** Records excerpted from a collection **
────────────────

PR #759, opened 2025-01-22
Feature: frequency weighting filter

### LINKED ISSUE #758: feature: frequency weighting filters
Add a feature to provide A and C weighting curves as described in IEC/DIN-EN 61672-1 as IIR (SOS) filters

jf-som:

Closes #758

-Adds a function to design efficient A/C-weighting filters via least squares approximation (since there is no analytical design method for digital filters of this kind)

### Notes
Since I am unfamiliar with the test module structure etc, this is currently all in one file to be cleaned up and integrated into the module structure later.
For now, this is a draft, based on which we can discuss the details of the implementation.

This is how the function works:
- Calculate the ideal A/C-weighting curves from the formulae given in the norm
- Transform the ideal analog weighting filter to a warped digital filter via bilinear transform as a starting point
- run a least squares optimizer that moves the zeros and poles of the SOS filter on the z-plane until the resulting filter response does not get closer to the target curve anymore. The zeros and poles are restricted to the real axis for simplicity and because it works well
- Check whether the curve is within the error margins provided by the norm before returning it. Currently only prints a warning if the class 1 requirements are not met.

I have set the function up in a way such that the default parameters yield class 1 compliant filters for all common sample rates (48k, 44.1k, 16k as well as their 2x, 4x, 8, 0.5x, 0.25x, 0.125x multiples), while also providing optional parameters to give users more control in case they want/need to manually find the best approximation possible.

This way, the optimizer "just works" when used with only the requires arguments, but may find "only" a good local optimum rather than the best, global optimum.

I have added a simple test for the common sample rates to demonstrate the default parameters work quite well, as well as a manual testing segment with plots for more testing. 
The attached images show how a typical resulting filter's response looks like when optimized with default parameters (Example has fs=48k and A weighting).

grafik
grafik

### DIFF
--- a/pyfar/dsp/filter/frequency_weighting.py
+++ b/pyfar/dsp/filter/frequency_weighting.py
@@ -1,0 +1,355 @@
+"""
+Frequency weighting (A, C) according to IEC/DIN-EN 61672-1.
+"""
+
+# %%
+from collections.abc import Callable
+
+import pyfar as pf
+import scipy.signal as sps
+import scipy.optimize as spo
+import numpy as np
+import matplotlib.pyplot as plt
+
+
+# constants for the formulas
+F_1 = 20.598997057618316
+F_2 = 107.65264864304629
+F_3 = 737.8622307362901
+F_4 = 12194.217147998012
+A_1000 = -2
+C_1000 = -0.062
+A_WEIGHTING_ZEROS = [0, 0, 0, 0]
+A_WEIGHTING_POLES = [F_1, F_1, F_4, F_4, F_2, F_3]
+C_WEIGHTING_ZEROS = [0, 0]
+C_WEIGHTING_POLES = [F_1, F_1, F_4, F_4]
+
+
+def calculate_A_weighted_level(f):
+    """
+    Calculates the level correction in dB of a frequency component
+    when using the A weighting.
+    """
+    bracket_term = (F_4**2 * f**4) / ((f**2 + F_1**2) * (f**2 + F_2**2)
+                                      ** 0.5 * (f**2 + F_3**2)**0.5
+                                      * (f**2 + F_4**2))
+    return 10 * np.log10(bracket_term**2) - A_1000
+
+
+def calculate_C_weighted_level(f):
+    """
+    Calculates the level correction in dB of a frequency component
+    when using the C weighting.
+    """
+    bracket_term = (F_4**2 * f**2) / ((f**2 + F_1**2) * (f**2 + F_4**2))
+    return 10 * np.log10(bracket_term**2) - C_1000
+
+
+def calculate_weighted_level(weighting: str,
+                             frequency: float | np.ndarray,
+                             ) -> float | np.ndarray:
+    """
+    Calculates the level correction in dB of a frequency component
+    when using the A or C weighting.
+    """
+    if weighting == "A":
+        return calculate_A_weighted_level(frequency)
+    elif weighting == "C":
+        return calculate_C_weighted_level(frequency)
+    else:
+        raise ValueError("Unrecognized weighting:", weighting)
+
+
+def _zpk_from_analog(weighting: str, fs: float,
+                     ) -> tuple[np.ndarray, np.ndarray, float]:
+    """
+    Transforms the analog (s-plane) A or C weighting filter as specified in
+    IEC/DIN-EN 61672-1 to a digital filter (z-plane) via bilinear transform
+    and returns it as zeros poles and gain.
+    The resulting filter is heavily warped near the Nyquist frequency.
+    """
+    if weighting == "A":
+        zeros, poles = (A_WEIGHTING_ZEROS, A_WEIGHTING_POLES)
+    elif weighting == "C":
+        zeros, poles = (C_WEIGHTING_ZEROS, C_WEIGHTING_POLES)
+    else:
+        raise ValueError("Unrecognized weighting:", weighting)
+
+    poles_angular = np.array(poles) * -2 * np.pi
+    return sps.bilinear_zpk(zeros, poles_angular, 1, fs)
+
+
+def design_frequency_weighting_filter(sampling_rate: float,
+                                      target_weighting="A",
+                                      n_frequencies=100,
+                                      error_weighting: Callable[[
+                                          np.ndarray], np.ndarray] = None,
+                                      **kwargs,
+                                      ) -> pf.FilterSOS:
+    """
+    Creates an efficient SOS filter approximating the A or C weighting defined
+    in IEC/DIN-EN 61672-1.
+    When using default parameters, the returned filter is compliant with a
+    class 1 sound level meter as described in the norm for all tested
+    sampling rates (see Notes).
+    This function will run a least-squares algorithm to iteratively approach
+    the target weighting curve.
+    Therefore, it may be much faster to create the filter once and reuse that
+    filter when repeatedly weighting audio data of identical sampling rates.
+
+    Parameters
+    ----------
+    sampling_rate: float
+        The sampling rate of the returned filter.
+
+    target_weighting: str, optional
+        Specifies which frequency weighting curve to approximate.
+        Must be either "A" or "C". The default is "A".
+
+    n_frequencies: int, optional
+        At how many frequencies to evaluate the filter coefficients during
+        optimization. Less frequencies means faster iterations, but
+        potentially worse results. The evaluation frequencies are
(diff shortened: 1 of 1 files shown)


pyfar/io/io.py
f-brinkmann, line 1: Is this coming from a different pull request?

tests/test_io.py
f-brinkmann, line 1: Is this coming from a different pull-request

pyfar/dsp/filter/frequency_weighting.py
```diff
@@ -0,0 +1,355 @@
...
+F_4 = 12194.217147998012
+A_1000 = -2
+C_1000 = -0.062
+A_WEIGHTING_ZEROS = [0, 0, 0, 0]
+A_WEIGHTING_POLES = [F_1, F_1, F_4, F_4, F_2, F_3]
+C_WEIGHTING_ZEROS = [0, 0]
+C_WEIGHTING_POLES = [F_1, F_1, F_4, F_4]
+
+
+def calculate_A_weighted_level(f):
```
f-brinkmann, line 28: We could discuss which functions should be public. All public functions should have complete docstrings.

pyfar/dsp/filter/frequency_weighting.py
```diff
@@ -0,0 +1,355 @@
...
+
+    error_weighting: callable
+        A function that can be used to emphasize the approximation errors in
+        specific frequency ranges. The function should take a float array as
+        argument, specifying the normalized frequencies between 0 and 1
+        (where 1 is the Nyquist frequency) to weight, and returns a float
+        array as output containing the weights.
+        The default value is None, in which case the errors of all
+        (logarithmically spaced) frequencies are equally weighted. This
+        usually leds to larger errors in the higher frequencies. By passing
```
f-brinkmann, line 123:
```suggestion
        usually leds to larger errors for higher frequencies. By passing
```

pyfar/dsp/filter/frequency_weighting.py
```diff
@@ -0,0 +1,355 @@
...
+        a function that emphasizes high frequencies, it is possible to reduce
+        this effect and get a filter potentially closer to the target curve.
+        Example: `error_weighting=lambda nf: 100**nf`. This example often
+        leads to better results for typical sampling rates, but much worse
+        for very high rates.
+
+    **kwargs: dict
+        Keyword args that are passed to the
+        scipy.optimize.least_squares() call.
```
f-brinkmann, line 132: We could link to the documentation using :py:func:`scipy.optimize.least_squares`

pyfar/dsp/filter/frequency_weighting.py
```diff
@@ -0,0 +1,355 @@
...
+    Transforms the analog (s-plane) A or C weighting filter as specified in
+    IEC/DIN-EN 61672-1 to a digital filter (z-plane) via bilinear transform
+    and returns it as zeros poles and gain.
+    The resulting filter is heavily warped near the Nyquist frequency.
+    """
+    if weighting == "A":
+        zeros, poles = (A_WEIGHTING_ZEROS, A_WEIGHTING_POLES)
+    elif weighting == "C":
+        zeros, poles = (C_WEIGHTING_ZEROS, C_WEIGHTING_POLES)
+    else:
```
f-brinkmann, line 75: Since its a private function, we maybe don't need the additional check

pyfar/dsp/filter/frequency_weighting.py
```diff
@@ -0,0 +1,355 @@
...
+        """
+        fixed_zeros = [1, 1, 1, 1] if target_weighting == "A" else [1, 1]
+        zeros = np.concat([fixed_zeros, x[0:2]])
+        return (zeros, x[2:-1], x[-1])
+
+    # build the cost function
+    frequencies = np.logspace(1, np.log10(sampling_rate/2), n_frequencies)
+    target_levels = calculate_weighted_level(target_weighting, frequencies)
+
+    def compute_residuals(x: np.ndarray) -> np.ndarray:
```
f-brinkmann, line 180: maybe more cleaner to make this a private function of the module?

pyfar/dsp/filter/frequency_weighting.py
```diff
@@ -0,0 +1,355 @@
...
+    # zeros and poles along the real axis on the z-plane until
+    # a local optimum is reached.
+    optimization_result = spo.least_squares(compute_residuals, x0, **kwargs)
+
+    # turn the result into a filter object
+    z, p, k = x2zpk(optimization_result.x)
+    sos = sps.zpk2sos(z, p, k)
+    weighting_filter = pf.FilterSOS([sos], sampling_rate)
+
+    # ensure the filter is correct
```
f-brinkmann, line 210:
```suggestion
    # check if the filter is class 1 compliant
```

f-brinkmann (commented):
Thanks for the effort. It generally looks good to me. I think it would be good to discuss what functions should be public and where they should go before doing continuing with the implementation

pyfar/dsp/filter/frequency_weighting.py
ahms5: [here](https://pyfar-gallery.readthedocs.io/en/latest/contribute/contribution_guidelines.html#writing-the-documentation) you can find more information about our docsting policy.

pyfar/io/io.py
jf-som: This is the last commit from the main branch. It happened because I based my branch on main, but then selected to merge it into develop instead. Since this is an already merged feature, it should make no difference.

pyfar/dsp/filter/frequency_weighting.py
jf-som: Agree, though reading it again I also realize it should be "leads" and not "leds"... oops

pyfar/dsp/filter/frequency_weighting.py
jf-som: True, though I like to be safe against accidents during future changes.

pyfar/dsp/filter/frequency_weighting.py
jf-som: You mean to move `compute_residuals()` outside of the parent function?
I thought about this, but I decided to leave it as a nested closure, because:
- it has no use outside of this function
- we would need to pass a lot more arguments into it (frequencies, sampling_rate, target_levels, error_weighting)
- we would have to define a local function anyway when passing `compute_residuals` as an argument into `least_squares`, unless we want to write is as a lambda that is several lines long.

So I think making it a closure (local function that captures surrounding variables) was the easier and cleaner move.
The same reasoning applies to x2zpk, except for my third bullet point.

pyfar/dsp/filter/frequency_weighting.py
jf-som: Yes, I was treating these formula-like functions as private at first, but then thought they might be useful for the user as well and wanted to hear your opinions first before making super detailed documentation.
I personally thing having either the two direct formulas )`calculate_A_weighted_level` and `calculate_C_weighted_level`) or the combined function `calculate_weighted_level` (probably better renamed) could be nice if the user just wants to know the A weighting for a specific frequency.

- Do you agree this would be good to have public?
- Which version (two functions or one function with "A" or "C" parameter) do you prefer? (or both?)
- Does this belong into the filter module or should it go with the other planned functionality, like the third-band correction constants for A/C weighting that are still on the ToDo?

pyfar/dsp/filter/frequency_weighting.py
jf-som: done

pyfar/dsp/filter/frequency_weighting.py
jf-som: fixed

jf-som:
These are the remaining points of discussion I see for this feature currently:

- [ ]  which frequency weighting formula functions should be public and where? (see this conversation thread: https://github.com/pyfar/pyfar/pull/759#discussion_r1926885163)
- [ ] should this function accept Signal objects the same way all other filter functions do? This would make the module more uniform, although one could argue that this function is special since it has no perfect solution and takes longer to compute, making code potentially very slow when this function is used in a loop.
- [ ] Related to the point above, should we apply caching (like so: https://docs.python.org/dev/library/functools.html#functools.lru_cache) to the zpk-calculation? This would make the function very fast on repeated calls with the same parameters, for instance when calling the frequency weighting function to process many signals which all have the same sampling rates.
- [ ] The final name for this function. If we decide it should accept Signal objects, perhaps just `frequency_weighting`, but when we decide it's too special I suggest including the word "design" or similar.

────────────────

** Action item **
Up to and including the line with "Since I am unfamiliar", please return the records exactly, beginning from their first line.

** Expected answer **
PR #759, opened 2025-01-22
Feature: frequency weighting filter

### LINKED ISSUE #758: feature: frequency weighting filters
Add a feature to provide A and C weighting curves as described in IEC/DIN-EN 61672-1 as IIR (SOS) filters

jf-som:

Closes #758

-Adds a function to design efficient A/C-weighting filters via least squares approximation (since there is no analytical design method for digital filters of this kind)

### Notes
Since I am unfamiliar with the test module structure etc, this is currently all in one file to be cleaned up and integrated into the module structure later.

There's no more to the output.